Célio conquistou o primeiro lugar entre 1.500 projetos com um estudo sobre conservação ambiental em áreas urbanas do Recife. A visibilidade da escolha, avalia, abriu o caminho para a aprovação em um programa de doutorado na Universidade de Illinois, mesmo sem vínculos prévios com instituições ou pesquisadores norte-americanos.
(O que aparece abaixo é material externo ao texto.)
PR #6545, opened 2025-12-07
[BUGFIX] Fix Alpha Not Being Applied To Animation Editor Onion Skin Upon Character Change

VirtuGuy:
## Description

This PR fixes an issue with the current version of the develop branch where the animation editor's onion skin doesn't have its alpha applied upon changing the character. It would instead only apply it when the character's animation gets changed.

image

I bet you can't tell which one is the real Girlfriend (Christmas).


realvirtu:
Doesn't happen anymore for some reason.

realvirtu:
Nevermind. I was flipping the character and I forgot that refreshes the onion skin.

PR #6547, opened 2025-12-07
[BUGFIX] Fix Chart Editor Difficulty Toolbox Displaying Any Variation Song Name

VirtuGuy:
## Description

This PR fixes a problem where the Chart Editor's difficulty toolbox displays the song name of the variation that was first loaded. This means that if you were to load a song such as Lit Up (BF Mix), the song name shown in the toolbox will be that instead of the song's default song name.

## Screenshots/Videos

Before:

image

After:

image


EliteMasterEric (approved):
Fixes the bug

PR #6557, opened 2025-12-10
[EXPERIMENTAL - BUGFIX] Prevent the song from progressing on lagspikes.

KarimAkra:
So this PR adds a new option called `"Frame Synced Music"`
It sort of makes the music time in PlayState based on frame progression so a lagspike should not caused the song to drift off and giving unfair penalties.

More details:
The music time is already sort of frame based before this PR.  But whenever the music shifts off from the conductor due to most likely a lagspike it just moves ahead the conductor to the music time (this logic is still there if the new option is disabled)
With the new music, the actual music time will be snapped back to the conductor time whenever it drifts away from what is most likely a lagspike
The song would still go forward during the hang,  but it'll snap back afterwards with the notes still inplace

We thought some people may not like this system so that's why it's an option

This has been made a public PR because conductor changes always seemed to have been sensitive and we don't want to accidentally cause public builds to be buggy like 0.5 again do we?

Anyways testing and stress testing on this will be much appreciated!


DustedDustin:
PEAK???? Huge for mobile or weaker devices if this works smoothly

source/funkin/play/PlayState.hx
```diff
@@ -1178,8 +1178,16 @@ class PlayState extends MusicBeatSubState
         {
           // Fallback to properly update the conductor incase the lerp messed up
           // Shouldn't be fallen back to unless you're lagging alot
-          trace(' WARNING '.bg_yellow().bold() + ' Normal Conductor Update!! are you lagging?');
-          Conductor.instance.update();
+          if (Preferences.frameSyncedMusic)
+          {
+            trace(' WARNING '.bg_yellow().bold() + ' Reseting song time to the conductor time!! are you lagging?');
+            FlxG.sound.music.time = Conductor.instance.songPosition;
```
KoloInDaCrib: Wouldn't this have a chance of offsetting the vocals, since you're only updating the time of the inst? I recommend calling `resyncVocals()` after this just to be sure

DustedDustin:
I'll start casually playing with it to test for bugs once someone compiles a build for android

DustedDustin:
After some playtesting, I can say it is nice but I see why it's an option. There's a lot of points where I'd rather have it off because the correction throws me off too much and inadvertently messes with the flow my inputs.

NotHyper-474:
There's a bug with it causing the music to constantly rewind to the same point on high offsets after a stutter whattheshit

Should be an easy fix since you just need to remove the offset when setting the music time

https://github.com/user-attachments/assets/0b2ad899-fba9-4e25-a0bc-98a90a89e532

KarimAkra:
> There's a bug with it causing the music to constantly rewind to the same point on high offsets after a stutter 

Should be fixed in the last commit!

TechnikTil:
Any plans on updating this soon? You might have merge conflicts...

KarimAkra:
Maybe one day...

PR #5734, opened 2025-08-12
(HELP WANTED) [BUGFIX] Fix Hit Window Being Offset By FPS

JackXson-Real:
## Linked Issues
Fixes #5667 

## Description
**This is a heavy WIP. This description will be updated with more info and videos once it is in a perfect state. Here are the currently known issues:**
- Sustain trail is affected by the offset causing it to appear above the hold note cover
- Downscroll is currently weirdly affected by the offsets
- There still seems to be some inconsistencies in the hit window, mainly noticeable on higher scroll speeds

## Screenshots/Videos
SoonTM

PR #6563, opened 2025-12-12
[BUGFIX] Hit Window Offset By FPS

### LINKED ISSUE #5667: Bug Report: Lower FPS Values Affect The Hit Window And Judgements/Score
### Issue Checklist

### Platform

Compiled from GitHub Source Code

### Browser

None

### Mobile Device Model

_No response_

### Mobile OS Version

_No response_

### Version

0.7.3 Develop

The lower the FPS is the more offset the hit window is. If you are playing at 60FPS, you can hit the notes WAY too early and still get a sick. I know it's very hard to get stuff like this to function consistently between FPS values, but other rhythm games are able to handle different FPS values, so there has to be a way to fix it. Here are some examples of how the hit window behaves on 60FPS vs 500FPS.
## 500 FPS

https://github.com/user-attachments/assets/a1767ec0-afac-49aa-b8f0-a5af59f0f2c0

## 60 FPS

https://github.com/user-attachments/assets/4b967013-e531-4735-93ac-7d7d1c95f92a

### Steps to Reproduce

1. Lower FPS Cap to a low number
2. Hit notes way before they reach the strumline.

Lasercar:
## Linked Issues
Fixes #5667

## Description

See previous PR for details: https://github.com/FunkinCrew/Funkin/pull/5734

> [!IMPORTANT]
> Requires https://github.com/FunkinCrew/funkin.assets/pull/331

### DIFF
--- a/source/funkin/InitState.hx
+++ b/source/funkin/InitState.hx
@@ -477,7 +477,7 @@ class InitState extends FlxState
    * @param songId
    * @param difficultyId
    */
-  function startSong(songId:String, difficultyId:String = 'normal'):Void
+  function startSong(songId:String = '', difficultyId:String = 'normal'):Void
   {
     var songData:Null<funkin.play.song.Song> = funkin.data.song.SongRegistry.instance.fetchEntry(songId, {variation: Constants.DEFAULT_VARIATION});
 
--- a/source/funkin/data/notestyle/NoteStyleData.hx
+++ b/source/funkin/data/notestyle/NoteStyleData.hx
@@ -244,6 +244,8 @@ typedef NoteStyleData_NoteStrumline =
   var rightPress:UnnamedAnimationData;
   var rightConfirm:UnnamedAnimationData;
   var rightConfirmHold:UnnamedAnimationData;
+  // Special FPS dependent Y offset for the strumline notes, for ensuring the visual hit window matches the calculated one.
+  var FPSYOffset:Float;
 }
 
 typedef NoteStyleData_NoteSplash =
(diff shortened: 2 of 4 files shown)


Kade-github:
Eric apparently has thoughts that he never put on the original, so im assigning him here as well

EliteMasterEric:
Why does this add data to the note style? And the value has two DIFFERENT default values?

I'm really cynical about PRs like this because the potential risks are so dire and the potential upsides seem like at best a placebo.

Lasercar:
> Why does this add data to the note style? And the value has two DIFFERENT default values?
> 
> I'm really cynical about PRs like this because the potential risks are so dire and the potential upsides seem like at best a placebo.

The pixel notestyle was still offset if the value for the default notestyle is used on it. Custom notestyles will probably have the same issue too, so the only solution is to create a value that can be modified until a perfect note hit matches the strumline at all fps caps, as much as I hate it.

For example, on downscroll, the pixel note style was looking like this:

Screenshot_2025-05-11_060706
Screenshot_2025-05-11_060932

While the default style looked like this:

Screenshot_2025-05-11_061156

Also, we still can't get an accurate current fps right now because of lime, so these changes are really all that can be done at the moment until that changes.

JackXson-Real:
> Also, we still can't get an accurate current fps right now because of lime, so these changes are really all that can be done at the moment until that changes

even if we could get accurate current FPS, it sounds like it would cause loads of lag since it would be constantly changing based on the FPS, and that can change a lot in a small amount of time. I’m not entirely sure how lime works though so maybe it wouldn’t cause any lag.

Hundrec:
This one's just too much of a bandaid solution to accept, sorry!
Maybe we'll find a more backend fix for this eventually.

PR #5229, opened 2025-06-13
Custom per-character death names

BubbledDEV:
Closes issue https://github.com/FunkinCrew/Funkin/issues/3759

Allows for players to be given custom death names on the pause screen to match their game over screens. These can be added to any player by adding the variable "deathName" to their .json file.
I personally chose to name the statistic "x Blams" for Pico, but if left unspecified for a player, it will just default to "x Deaths", the latter of which can be changed in PlayerData.hx.

image
image
image

PR #6574, opened 2025-12-17
[Enhancement] Improve death counter in pause menu

### LINKED ISSUE #3759: Enhancement: change pause menu blue balls text depending on the playable character
### Issue Checklist

- [X] I have properly named my enhancement
- [X] I have checked the Issues/Discussions pages to see if my enhancement has already been suggested

as of right now while playing as pico it tells you that you x amount of blue balls even tho pico doesnt have a blue balls gameover
image
it would be cool if its changed to something like "x kniffed" or "x killed" or "x gameovers"

would be cool if there is a variable for it in the playable characters playable character json or its just changed to "x gameovers"

TerraFail451:
## Linked Issues
- #3759

## Description
This was originally just going to be a repeat of #5229 because the PR was stale, but then I had the idea to make the death counter singular when you have one death.

This PR makes it so that if the death count is at one, the death count is singular. If it's at any other value, its plural.

This PR also allows for player characters to be given unique deaths names on the pause menu that match up with their game over animations. This is done through the `deathName` and `deathNameSingular` variables in the player's `.json` file. I provide those files in the funkin.assets PR (FunkinCrew/funkin.assets#316).
I chose the dual variable approach because it's way easier than trying to account for words that end in "s" in the singular form (like loss --> losses) and irregular plurals (like goose --> geese, mouse --> mice, or sheep --> sheep).

btw the default `deathName` is `Deaths` and the default `deathNameSingular` is `Death`. i just gave Pico the defaults because I couldnt think of anything better and he does in fact die so it works. but if you can think of anything better its just two lines in his `.json` file that you have to change.

### Boyfriend with 0 Blue Balls
Boyfriend with 0 Blue Balls

### Boyfriend with 1 Blue Ball
Boyfriend with 1 Blue Ball

### Boyfriend with 2 Blue Balls
Boyfriend with 2 Blue Balls

### Pico with 0 Deaths
Pico with 0 Deaths

### Pico with 1 Death
Pico with 1 Death

### Pico with 2 Deaths
Pico with 2 Deaths


realvirtu:
absolute cinema

JackXson-Real:
Will you be fixing the merge conflicts?

TerraFail451:
yeah I'll do that

TerraFail451:
> yeah I'll do that

its been 2 months and I _haven't_ done that so here's an update:
i made a half-baked attempt at that pretty soon after I said that, but since I was expecting it to be quick and easy to solve the merge conflicts i wasn't ready to wrestle with VS Code. it wouldn't let me change branches until I uploaded the pending changes that magically appeared somehow and i couldn't figure out how to revert them or what i was supposed to do to fix it (i don't use VS Code or GitHub often so I don't really know what im doing and often forget how to do things), so i decided to deal with it later. i then procrastinated for 2 months due to lost interest (I have ADHD) and then school work started piling up and now its testing season

school ends at the end of the month for me, so I'll try to do it then. tests are almost over so I might even do it earlier than that. but i WILL fix those merge conflicts eventually

i also want to try to improve how plural names are handled since I'm not happy with how i did it. im thinking:
- `deathName` would be the singular name
- `deathNamePlural` would be the plural name used to override the `deathName` pluralization function
- `useDeathNamePlural` would be a boolean variable that determines whether to pluralize `deathName` or use `deathNamePlural` instead. as a personal note because I'll probably be referencing this, make sure to set the value to `0` by default
- check if `deathNamePlural` is defined or not. if I can't figure out how to do that without preventing crashes, it will instead check if it's set to some extremely specific default value like `this is the default deathNamePlural value that is used to determine that deathNamePlural should not override the deathName pluralization function`
  - if it's not defined / is set to the default
    - set `useDeathNamePlural` to`0`
  - if it's defined / not set to the default
    - set `useDeathNamePlural` to`1`
- if the death count is `1`
  - display `deathName` with no changes
- if the death count is not `1`
  - if `useDeathNamePlural` is `0`
    - if `deathName` ends in `s`
      - display `deathName` with `es` added to the end
    - if `deathName` does not end in `s`
      - display `deathName` with `s` added to the end
  - if `useDeathNamePlural` is `1`
    - display `deathNamePlural`

this would be good because I don't have to account for irregulars, and only one variable needs to be defined for non-irregulars.
doing the check for `deathNamePlural` beforehand and assigning it to the `useDeathNamePlural` variable is probably also good since it's probably an optimization

you know, typing this up is giving me some newfound motivation, so i might do this sooner than I previously expected. but like who knows when I'll do it. just know that i WILL fix those merge conflicts eventually

Hundrec:
We'll be doing an overhaul of the Pause Menu, so we'll close this.

Thank you for your contribution!

TerraFail451:
sounds good!

Issue #6558, opened 2025-12-11
Enhancement: Freeplay "OFFICIAL OST" text based on album art json file


ChickenSwimmer2020:
### Issue Checklist

- [x] I have read the [Contributing Guide](https://github.com/FunkinCrew/Funkin/blob/main/docs/CONTRIBUTING.md)
- [x] I have checked the Issues/Discussions pages to see if my enhancement has already been suggested
- [x] I have properly titled my enhancement

### What is your suggestion, and why should it be implemented?

simple idea, the "OFFICIAL OST" text in the top left should be changable depending on if a songs album art file changes the text. maybe somthing like
```json
{
    "OSTText": "something here"
}
```

(if this is an already submitted idea, then i didnt find it, i searched for keywords like: "official ost" and even just: "ost" and didnt find anything)

ZazaFi:
This is a feature i've been thinking about for a while. it would definitely benefit mod makers, especially with making compat less of a hassle between mods, QT Rewired for example overrides any song that is not from the mod with 'Official OST" even if the other mods have their own text, like for character mixes. a change like this would prevent compat issues as it will be a base game system, all the modders would have to do is just update to include the OST text value.

DatGamerYoloYT:
what if this could also be added to the player json data so the default text is always a custom version instead of "OFFICIAL OST" when in a custom character's freeplay

realvirtu:
I'd probably make a PR for this if it hasn't been done already. Makes sense actually. Modded songs aren't part of the official ost.

realvirtu:
> I'd probably make a PR for this if it hasn't been done already. Makes sense actually. Modded songs aren't part of the official ost.

Lmao I should stop saying things when I know I'm too busy to even bother.

Marcosayfi:
isn't the official ost text at the top right? either way, i really like this feature as i was confused why it said official ost even though the song i selected was modded in. maybe if the album doesn't specify the ost text or the song doesn't have an album assigned to it, it can just say "UNOFFICIAL OST" or "MODDED OST" or something like that?

Starexify:
Jarvis, add the `status: pending pull request`

PR #6578, opened 2025-12-18
[ENHANCEMENT] Moddable Freeplay OST text

NotHyper-474:
## Linked Issues
* #6558

## Description
Adds an optional `albumOSTName` property to – you've guessed it – album data, that replaces the "OFFICIAL OST" text in Freeplay.

The behaviour I've defined is like so:
- Base game albums will show "OFFICIAL OST" by default, and that is done automatically so. The JSON can still override it though.
- Modded albums will not display any text by default, but one can still be defined via JSON.

It can be useful because mods can try to override the text themselves but will force the default one when other mods attempt to do the same. This will not fix that issue though, only prevent it in future mods.

## Screenshots/Videos

https://github.com/user-attachments/assets/5f568a15-bb2a-4ca8-bcf2-1ec72d378179

### DIFF
--- a/source/funkin/data/freeplay/album/AlbumData.hx
+++ b/source/funkin/data/freeplay/album/AlbumData.hx
@@ -49,4 +49,10 @@ typedef AlbumData =
   @:optional
   @:default([])
   public var albumTitleAnimations:Array<AnimationData>;
+
+  /**
+   * An optional override for the Freeplay OST text.
+   */
+  @:optional
+  public var albumOSTName:String;
 }
--- a/source/funkin/ui/freeplay/Album.hx
+++ b/source/funkin/ui/freeplay/Album.hx
@@ -1,7 +1,6 @@
 package funkin.ui.freeplay;
 
 import funkin.data.freeplay.album.AlbumData;
-import funkin.data.freeplay.album.AlbumRegistry;
 import funkin.data.animation.AnimationData;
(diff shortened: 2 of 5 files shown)


realvirtu:
Absolute cinema.

lasystuff:
~~I'm not sure but can't we just call it "soundtrackType" or something?
Is it just me or "OSTName" sounds a bit weird.~~

(IM SORRY NEVERMIND THAT WAS ALREADY NAME OF THE TEXT INSTANCE)

NotHyper-474:
Considering Eric's response in https://github.com/FunkinCrew/Funkin/pull/6623#issuecomment-3707768104 and that this technically can also be easily done with Hscript I think this might be rejected too.

Well, considering there doesn't seem to be a way of doing that without other mods messing with it, we'll see how it turns out.

Raltyro:
Pretty sure it wont going to be rejected, the fact that there will be more mods that will overlaps changing this,
and it makes sense for it to be changeable through metadatas too

Raltyro (approved):

Marcosayfi:
i honestly thunk it's getting added in one of the next updates.

Marcosayfi:
what if the album doesn't specify the ost text or the song doesn't have an album assigned to it, it can just say "UNOFFICIAL OST" or "MODDED OST" or something like that?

— Quando me candidatei, meu inglês ainda era básico. Nunca tinha estudado ou publicado com ninguém dos Estados Unidos. Mesmo assim, fui aceito. Acredito que o Prêmio Jovem Cientista teve um papel importante nesse processo.

No doutorado, em que é orientado por Onilda Gomes, Célio segue a mesma linha de pesquisa iniciada no projeto premiado, mas agora com foco nas comunidades tradicionais urbanas. O trabalho parte da comunidade do Bode, no Recife, onde sua família viveu nos anos 1970, e busca compreender como políticas de conservação e regularização fundiária impactam modos de vida locais.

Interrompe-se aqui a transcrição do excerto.